I think one of the main reasons I became a ceramicist is because I hate sitting in front of a computer. Nothing on the screen is real; I can’t touch it or smell it. When I stroke my fingertips over the screen, I can’t feel the structure of the words I am writing. The clay requires my attention every day during the processes, it will remember everything my hands does to it. Clay is very real in relation to the abstract computer. If I forget to cover my sculpture in plastic just for one night, all my work is ruined. I can wait 5 years before I edit a picture on my computer, and the outcome will still be exactly the same.

For me, it has been a nightmare to turn the exam semester into something that only exists on a screen. Yes, it is sad that both the exam show and the spring exhibition got cancel, but it’s the tactilely I miss the most. I want someone to touch my vases without my permission and let them feel the cold porcelain against their skin and afterward study the imprint their fingers left in the dust. I wanted to feel the warmth of a loved one’s hug after my examination. I want to get angry at my classmates for being stupid while we fight about a works position in Vita Havet. But I am left here all alone, tapping the hard keys on my computer over and over again.
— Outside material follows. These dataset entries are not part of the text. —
PR #1398, opened 2023-03-21
Separate WAL page idx lock from page lock in BMFileHandle

ray6080:
This PR introduces `WALPageIdxGroup` in BMFileHandle, the WALPageIdxGroup keeps a set of WAL page indexes for a page group with updated pages in WAL file.
This also changes how BMFileHandle stores wal page indexes, switching from vector-based to map-based. We assume each write transaction will only touch a small number of page groups, so map-based method can be efficient.

After the change, we can now remove two interfaces, `pinWithoutAcquiringPageLock ` and `unpinWithoutAcquiringPageLock`, in BufferManager. PageLock is only used specifically by BufferManager to correctly manage pages and frames.
Any operations that require sync on accessing wal page idx of an original page should acquire the WAL page idx lock.

Additionally, this PR fixes a potential bug in `BMFileHandle::clearWALPageIdxIfNecessary`.
There was a missing lock acquire (only `releasePageLock(pageIdx);` was called) in the function, but adding lock acquiring logic can lead to dead locks in the test `SetNodeStructuredPropTransactionTest::SetVeryLongStringErrorsTest`.
The reason is writing long string overflow triggers exception thrown, which didn't correctly release locks.
See changes in `StringPropertyColumn::writeValueForSingleNodeIDPosition`.
The change is also propagated to `ListPropertyColumn::writeValueForSingleNodeIDPosition` though it has nothing to do with the failing test.


src/include/storage/buffer_manager/bm_file_handle.h
```diff
@@ -46,13 +46,42 @@ class PageState {
...
 
+// This class is used to keep the WAL page idxes of a page group in the original file handle.
+// For each original page in the page group, it has a corresponding WAL page idx. The WAL page idx
+// is initialized as INVALID_PAGE_IDX to indicate that the page does not have any updates in WAL
+// file. To synchronize accesses to the WAL version page idxes, we use a lock for each WAL page idx.
+class WALPageIdxGroup {
+public:
+    WALPageIdxGroup();
+
+    inline void acquireWALPageIdxLock(common::page_idx_t originalPageIdxInGroup) {
```
semihsalihoglu-uw, line 57: Might be good to clarify what originalPageIdxInGroup means with an example. As I understand it is the offset of the page in the pageIdxGroup, right?

src/include/storage/buffer_manager/bm_file_handle.h
```diff
@@ -114,8 +151,10 @@ class BMFileHandle : public FileHandle {
     std::vector<std::unique_ptr<PageState>> pageStates;
     // Each file page group corresponds to a frame group in the VMRegion.
     std::vector<common::page_group_idx_t> frameGroupIdxes;
-    std::vector<std::vector<common::page_idx_t>> pageVersions;
-    std::vector<std::unique_ptr<std::atomic_flag>> pageGroupLocks;
+    // For each page group, if it has any WAL page version, we keep a `WALPageIdxGroup` in this map.
+    // `WALPageIdxGroup` records the WAL page idx for each page in the page group.
+    // Accesses to this map is synchronized by `fhSharedMutex`.
+    std::unordered_map<common::page_group_idx_t, std::unique_ptr<WALPageIdxGroup>> walPageIdxGroups;
```
semihsalihoglu-uw, line 157: Not sure if this change is necessary. 
```
    std::vector<std::vector<common::page_idx_t>> pageVersions;
    std::vector<std::unique_ptr<std::atomic_flag>> pageGroupLocks;
```
These data structures are a very tiny (1/1024th only even less) fraction of the total memory footprint compared to all PageSrates, so we don't need to optimize this. Your call but overall make sure you think about these ballpark numbers before you optimize such details in code.

src/storage/buffer_manager/bm_file_handle.cpp
```diff
@@ -62,124 +67,124 @@ void BMFileHandle::addNewPageGroupWithoutLock() {
...
     if (numPageGroups == frameGroupIdxes.size()) {
         return;
     }
     assert(numPageGroups < frameGroupIdxes.size());
     frameGroupIdxes.resize(numPageGroups);
-    pageGroupLocks.resize(numPageGroups);
-    pageVersions.resize(numPageGroups);
+    for (auto& [pageGroupIdx, _] : walPageIdxGroups) {
+        if (pageGroupIdx >= numPageGroups) {
+            walPageIdxGroups.erase(pageGroupIdx);
```
semihsalihoglu-uw, line 107: I wonder if you should also check if walPageIdxGroups has become empty() and if so clear() or reconstruct it. My worry is that this map is getting inserted things and erased things continuously but we don't run any code to clear() it at some point. Not sure how badly maps can behave if they are continuously inserted into and emptied.

src/storage/buffer_manager/bm_file_handle.cpp
```diff
@@ -62,124 +67,124 @@ void BMFileHandle::addNewPageGroupWithoutLock() {
...
+        }
+    }
+    pageCapacity = numPageGroups * StorageConstants::PAGE_GROUP_SIZE;
+    // TODO(Reviewer): Should the physical file also be truncated here?
```
semihsalihoglu-uw, line 111: I dont think so. `removePageIdxAndTruncateIfNecessary` should be called only when a transaction aborted but in that case we never actually write anything to the original file (we only may have written to the wal, which gets deleted anyways).

src/storage/storage_structure/storage_structure.cpp
```diff
@@ -16,12 +16,14 @@ static inline bool isInRange(uint64_t val, uint64_t start, uint64_t end) {
...
     auto pageIdxInOriginalFile = fileHandle->addNewPage();
     auto pageIdxInWAL = wal->logPageInsertRecord(storageStructureID, pageIdxInOriginalFile);
-    bufferManager.pinWithoutAcquiringPageLock(
+    bufferManager.pin(
         *wal->fileHandle, pageIdxInWAL, BufferManager::PageReadPolicy::DONT_READ_PAGE);
-    fileHandle->createPageVersionGroupIfNecessary(pageIdxInOriginalFile);
-    fileHandle->setWALPageVersion(pageIdxInOriginalFile, pageIdxInWAL);
+    fileHandle->addWALPageIdxGroupIfNecessary(pageIdxInOriginalFile);
+    fileHandle->setWALPageIdx(pageIdxInOriginalFile, pageIdxInWAL);
+    // TODO(Reviewer): Do we need to set the page dirty here? Instead, can we only set the page
```
semihsalihoglu-uw, line 23: If you have added a brand new page to a file, that is a write operation, so that page needs to be flushed so that it persists if it gets evicted. So we should mark the page as dirty.

src/storage/storage_structure/column.cpp
```diff
@@ -189,14 +201,20 @@ void ListPropertyColumn::writeValueForSingleNodeIDPosition(
             ((ku_list_t*)(updatedPageInfoAndWALPageFrame.frame +
                           mapElementPosToByteOffset(updatedPageInfoAndWALPageFrame.posInPage)));
         auto kuListToWriteFrom = vectorToWriteFrom->getValue<ku_list_t>(posInVectorToWriteFrom);
-        diskOverflowFile.writeListOverflowAndUpdateOverflowPtr(
-            kuListToWriteFrom, *kuListToWriteTo, vectorToWriteFrom->dataType);
+        try {
```
semihsalihoglu-uw, line 204: Can u write a comment explaining what's going on here in general and why you're releasing originalPageLock if there is an exception (when was the lock acquired (I believe in beginUpdatingPage but it's not very clear)).

semihsalihoglu-uw (approved):

src/storage/storage_structure/column.cpp
ray6080: Done.

src/storage/buffer_manager/bm_file_handle.cpp
ray6080: Changed the logic to not erase while iterating, and directly clear when numPageGroups is 0.

src/include/storage/buffer_manager/bm_file_handle.h
ray6080: I agree the memory footprint is small, which is not worth optimizing. But I think using map here simplifies the logic, thus we don't need to grow the vector of WALPageIdxGroup each time we add a new page group, even without any versioned wal pages.

src/include/storage/buffer_manager/bm_file_handle.h
ray6080: Right. Added a comment.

There is something very defusing with discussing an exam project with an opponent on a laptop while sitting in the sofa dressed in pyjamas. I can’t read his body language, and if he says something I don’t like, I can just push the off button and his gone. I can’t see the audiences reaction to what I am saying, do they laugh when I make a joke? They might as well be standing in the shower or sleeping, I have no way to tell. I feel that I get along with a lot more people on Zoom that in real life discussions, but it is because only fragments of our personalities makes it through the tiny lenses and microphones.

In one way, I still feel that I am one of the lucky ones in this situation. I am born in the 90’s, and as all teenagers in the beginning of this century, I had the dream of becoming a photographer. My friends and I always brought the camera wherever we went, even a walk home from the bus stop could be turned in to an adventure through the camera lens. All of these pictures were of course uploaded to Bilddagboken32. This is something I have very much brought with me to my adult life. I unconsciously make a lot of creative decisions depending on if the work will look good on photo or not. Many of my works are visually pleasing and made to look great on social media, this work is not an exception.

I thought I knew what anticlimax meant before this semester, but I had no idea. There is always something bittersweet with finishing a big project, but I am sad to say that I can’t remember any happy or sweet moment from this spring. My only wish is that the future will bring good things and that no one else will have to finish 7 years of craft studies in this way.